The package status will be changed and will be waiting on your next actions.
chtof (maintainer) on 05 Oct 2019 13:55:20 +00:00:
kb2919355 didn't solved the issue. As reminder:
"Really strange, the URL https://my.powerfolder.com/dl/firSoD3LMSiXaonvfcs2TQf/PowerFolderLatestInstaller.exe works from Windows 10 but not from chocolatey-test-environment.
I have also tried:
[Net.ServicePointManager]::SecurityProtocol = [System.Net.SecurityProtocolType]::Tls12
Invoke-WebRequest -Uri "https://my.powerfolder.com/dl/firSoD3LMSiXaonvfcs2TQf/PowerFolderLatestInstaller.exe" -Headers @{"Upgrade-Insecure-Requests"="1"; "User-Agent"="Mozilla/5.0 (Windows NT 10.0; Win64; x64) AppleWebKit/537.36 (KHTML, like Gecko) Chrome/75.0.3770.142 Safari/537.36"; "Accept"="text/html,application/xhtml+xml,application/xml;q=0.9,image/webp,image/apng,/;q=0.8,application/signed-exchange;v=b3"; "Referer"="https://www.powerfolder.com/sync-and-share-download/"; "Accept-Encoding"="gzip, deflate, br"; "Accept-Language"="en-US,en;q=0.9"}
but it doesn't work:
Invoke-WebRequest : The request was aborted: Could not create SSL/TLS secure
Any idea/suggestion?
channel."
flcdrg (reviewer) on 19 Oct 2019 09:23:09 +00:00:
Looking at the TLS info in Firefox, it indicates TLS1.3
chtof (maintainer) on 19 Oct 2019 09:39:31 +00:00:
Do you know a way to support TLS 1.3 in Windows 2013 (I haven't found such kb)?
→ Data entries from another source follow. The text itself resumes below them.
Issue #2227, opened 2019-12-08
coast -Td, -Tm: Don't repeat the option, just say Draw…


tparker37:
Example task for AGU2019 workshop

**Description of the problem**

**Full script that generated the error**

```
# PASTE CODE HERE
```

**Full error message**

```
# PASTE ERROR MESSAGE HERE
```

**Actual outcome**

**Expected outcome**

**System information**

* Operating system:
* GMT version (`gmt --version`):

PR #7135, opened 2022-12-06
Correct column naming and width unit in ternary example

michaelgrund:

Based on [#2227](https://github.com/GenericMappingTools/pygmt/pull/2227) this PR corrects the column naming in the ternary example. 

**Reminders**

### DIFF
--- a/doc/rst/source/psternary.rst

Or do I have to add some logic to do not allow installation with W2003?
flcdrg (reviewer) on 19 Oct 2019 09:55:22 +00:00:
I think you'll need to add a dependency on .NET 4.7+
https://docs.microsoft.com/en-us/dotnet/framework/network-programming/tls
chtof (maintainer) on 19 Oct 2019 13:28:38 +00:00:
A new version has been released and have the same download link, that's why I request to reject this package version.
Status Change - Changed status of package from 'submitted' to 'rejected'.